In bijzondere omstandigheden kan door burgemeester en wethouders
aan hen, die zijn ingeschreven op de in artikel 13, lid 2, bedoelde
lijst of aan hen, die zijn ingeschreven op de in artikel 11, lid 1,
bedoelde lijst op schriftelijk verzoek tijdelijk ontheffing worden
verleend van de verplichting om zelf op hun vaste plaats aanwezig te
zijn, dan wel zich bij de marktmeester aan te melden voor het
verkrijgen van een dagplaats.
- 2.
In de gevallen, bedoeld in het eerste lid van dit artikel, alsmede
in die, bedoeld in artikel 21 of in artikel 22, kunnen burgemeester
en wethouders de vergunninghouder van een vaste plaats vergunning
verlenen zich te laten vervangen.
Straf- en slotbepalingen.
Artikel 27.
Degene die in strijd handelt met het bij of krachtens deze verordening
bepaalde of zich aan wangedrag of bedrog op de markt schuldig maakt, het
marktpersoneel in de uitoefening van zijn taak belemmert, dan wel direct
of indirect de orde op de markt verstoort of in gevaar brengt, dan wel
op een hem toegewezen standwerkersplaats niet als standwerker actief is,
een en ander ter beoordeling van burgemeester en wethouders, kan,
onverminderd het bepaalde in de artikelen 40 en 41, door burgemeester en
wethouders gelast worden zich met zijn goederen of waren ogenblikkelijk
van de markt te verwijderen, aan welke last onmiddellijk gevolg dient te
worden gegeven.
Artikel 28.
Burgemeester en wethouders kunnen de vergunning voor een vaste plaats,
al dan niet voorwaardelijk, intrekken of de inschrijving op de in
artikel 11, lid 1, bedoelde lijst doorhalen, dan wel de
standplaatsvergunning telkens voor ten hoogste twee achtereenvolgende
marktdagen intrekken, indien:
- a.
de vergunninghouder het bij of krachtens deze verordening
bepaalde overtreedt;
- b.
van de plaats gebruik wordt gemaakt, strijdig met het doel
waarvoor zij is bestemd;
- c.
de vergunninghouder zich schuldig maakt aan wangedrag.
Artikel 29.
Overtreding van het bepaalde bij of krachtens de artikelen 4, 5, 7, 24,
25 en 26 van deze verordening wordt gestraft met een geldboete van de
tweede categorie of hechtenis van ten hoogste 2 maanden.
Artikel 30.
Deze verordening kan worden aangehaald als "Marktverordenîng".
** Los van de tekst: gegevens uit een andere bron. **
PR #27914, opened 2020-09-29
Docs: Update time-range-controls.md

oddlittlebird:
Adds a small but important bit of information based on a question from the public Slack.


papagian (approved):
LGTM

PR #27916, opened 2020-09-30
WIP: add real-time metrics to the internal grafana datasource

ryantxu:
Extends #27583

that PR is getting too big


packages/grafana-data/src/types/live.ts
```diff
@@ -85,28 +85,30 @@ export interface LiveChannelStatus {
...
+   * This will remain in the status until a new message is succesfully received from the channel
    */
   error?: any;
 }
 
 /**
  * @experimental
  */
-export interface LiveChannelJoinLeave {
+export interface LiveChannelPresenseEvent {
```
leeoniya, line 96: "Presence", presumably?

ryantxu: already fixed in master :)

ryantxu:
close in favor of the approach in #28022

Burgemeester en wethouders kunnen nadere bepalingen stellen ter
uitwerking dezer verordening.
Artikel 31.
Deze verordening treedt in werking op de eerste marktdag na haar
afkondiging. De Marktverordening der gemeente Wassenaar, vastgesteld bij
besluiten van 22 mei en 18 september 1967, wordt ingetrokken.